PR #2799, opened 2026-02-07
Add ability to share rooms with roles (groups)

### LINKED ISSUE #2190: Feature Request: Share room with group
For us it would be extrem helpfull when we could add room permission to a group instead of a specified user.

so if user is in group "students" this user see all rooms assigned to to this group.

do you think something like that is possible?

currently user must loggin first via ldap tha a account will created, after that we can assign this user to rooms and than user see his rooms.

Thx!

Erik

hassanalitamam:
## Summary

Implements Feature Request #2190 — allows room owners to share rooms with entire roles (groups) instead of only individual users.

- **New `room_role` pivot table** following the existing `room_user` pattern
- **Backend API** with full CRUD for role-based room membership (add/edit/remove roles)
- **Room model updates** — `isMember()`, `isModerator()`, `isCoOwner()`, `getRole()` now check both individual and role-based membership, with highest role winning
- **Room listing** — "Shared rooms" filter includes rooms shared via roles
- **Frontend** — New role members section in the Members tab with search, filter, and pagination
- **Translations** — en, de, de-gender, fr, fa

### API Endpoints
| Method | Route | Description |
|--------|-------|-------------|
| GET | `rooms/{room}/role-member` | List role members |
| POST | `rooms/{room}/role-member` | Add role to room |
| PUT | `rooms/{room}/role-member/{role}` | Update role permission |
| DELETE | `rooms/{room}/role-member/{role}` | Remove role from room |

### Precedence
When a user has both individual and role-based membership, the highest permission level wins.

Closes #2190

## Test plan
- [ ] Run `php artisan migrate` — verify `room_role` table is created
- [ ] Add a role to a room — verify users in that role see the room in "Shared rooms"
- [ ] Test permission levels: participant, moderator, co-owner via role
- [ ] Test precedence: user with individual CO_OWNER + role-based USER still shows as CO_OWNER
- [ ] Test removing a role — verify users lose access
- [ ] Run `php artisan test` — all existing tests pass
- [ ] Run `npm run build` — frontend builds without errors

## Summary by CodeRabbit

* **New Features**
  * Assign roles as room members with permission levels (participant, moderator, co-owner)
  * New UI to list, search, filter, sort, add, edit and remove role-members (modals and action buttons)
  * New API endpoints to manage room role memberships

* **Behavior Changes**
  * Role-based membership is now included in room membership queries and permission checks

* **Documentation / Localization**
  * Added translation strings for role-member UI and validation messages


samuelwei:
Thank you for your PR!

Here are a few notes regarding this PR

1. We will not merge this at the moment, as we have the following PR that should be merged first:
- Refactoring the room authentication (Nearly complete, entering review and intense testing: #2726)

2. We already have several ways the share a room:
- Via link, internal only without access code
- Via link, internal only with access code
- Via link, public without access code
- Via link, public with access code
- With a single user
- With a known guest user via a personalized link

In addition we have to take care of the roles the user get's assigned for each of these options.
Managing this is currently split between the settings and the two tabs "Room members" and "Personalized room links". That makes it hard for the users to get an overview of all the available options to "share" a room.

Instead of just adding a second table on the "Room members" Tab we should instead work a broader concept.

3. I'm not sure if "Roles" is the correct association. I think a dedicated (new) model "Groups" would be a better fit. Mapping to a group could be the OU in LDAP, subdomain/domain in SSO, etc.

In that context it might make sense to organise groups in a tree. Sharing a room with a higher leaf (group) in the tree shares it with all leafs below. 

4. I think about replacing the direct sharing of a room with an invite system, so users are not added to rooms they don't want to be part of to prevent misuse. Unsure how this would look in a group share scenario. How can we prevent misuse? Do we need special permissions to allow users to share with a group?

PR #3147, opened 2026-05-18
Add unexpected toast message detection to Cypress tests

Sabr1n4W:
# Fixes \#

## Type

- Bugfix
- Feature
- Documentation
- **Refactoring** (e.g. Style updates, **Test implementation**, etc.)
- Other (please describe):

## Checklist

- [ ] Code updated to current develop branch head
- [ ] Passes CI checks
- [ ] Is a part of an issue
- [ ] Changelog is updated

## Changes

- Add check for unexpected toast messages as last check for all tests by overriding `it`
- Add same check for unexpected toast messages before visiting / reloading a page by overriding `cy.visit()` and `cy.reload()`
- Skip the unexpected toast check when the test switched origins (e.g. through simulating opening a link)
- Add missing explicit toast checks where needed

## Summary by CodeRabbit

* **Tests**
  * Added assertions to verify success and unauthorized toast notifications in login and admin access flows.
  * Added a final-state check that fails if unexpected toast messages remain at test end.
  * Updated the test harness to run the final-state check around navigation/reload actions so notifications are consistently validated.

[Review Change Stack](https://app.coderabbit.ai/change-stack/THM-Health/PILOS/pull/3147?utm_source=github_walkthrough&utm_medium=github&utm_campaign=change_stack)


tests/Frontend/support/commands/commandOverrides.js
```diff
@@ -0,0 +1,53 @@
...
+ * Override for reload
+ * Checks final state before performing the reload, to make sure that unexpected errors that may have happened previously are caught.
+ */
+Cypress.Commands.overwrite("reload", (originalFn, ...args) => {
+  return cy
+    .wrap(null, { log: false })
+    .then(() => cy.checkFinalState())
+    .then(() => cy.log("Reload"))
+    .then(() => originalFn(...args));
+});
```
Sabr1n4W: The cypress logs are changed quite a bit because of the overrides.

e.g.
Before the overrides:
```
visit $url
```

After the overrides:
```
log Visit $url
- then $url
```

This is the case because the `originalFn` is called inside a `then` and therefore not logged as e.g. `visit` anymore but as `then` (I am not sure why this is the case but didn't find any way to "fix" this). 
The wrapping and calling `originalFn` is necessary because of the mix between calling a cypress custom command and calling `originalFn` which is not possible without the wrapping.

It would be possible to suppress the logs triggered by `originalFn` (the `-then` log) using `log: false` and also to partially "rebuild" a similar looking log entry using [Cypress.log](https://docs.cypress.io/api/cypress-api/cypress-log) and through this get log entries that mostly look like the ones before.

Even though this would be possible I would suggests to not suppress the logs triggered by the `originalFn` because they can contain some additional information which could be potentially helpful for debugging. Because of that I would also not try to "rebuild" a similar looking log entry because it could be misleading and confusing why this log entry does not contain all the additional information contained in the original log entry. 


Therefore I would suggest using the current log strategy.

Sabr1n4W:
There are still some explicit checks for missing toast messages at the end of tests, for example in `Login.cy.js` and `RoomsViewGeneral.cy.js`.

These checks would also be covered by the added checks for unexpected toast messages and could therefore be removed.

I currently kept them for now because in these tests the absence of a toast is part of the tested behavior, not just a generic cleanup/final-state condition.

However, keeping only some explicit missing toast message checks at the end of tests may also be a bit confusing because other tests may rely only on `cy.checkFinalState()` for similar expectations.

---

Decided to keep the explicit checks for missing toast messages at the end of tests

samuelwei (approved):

== == ==

Pull each line that includes the word "internal" out of the material above.

- Via link, internal only without access code
- Via link, internal only with access code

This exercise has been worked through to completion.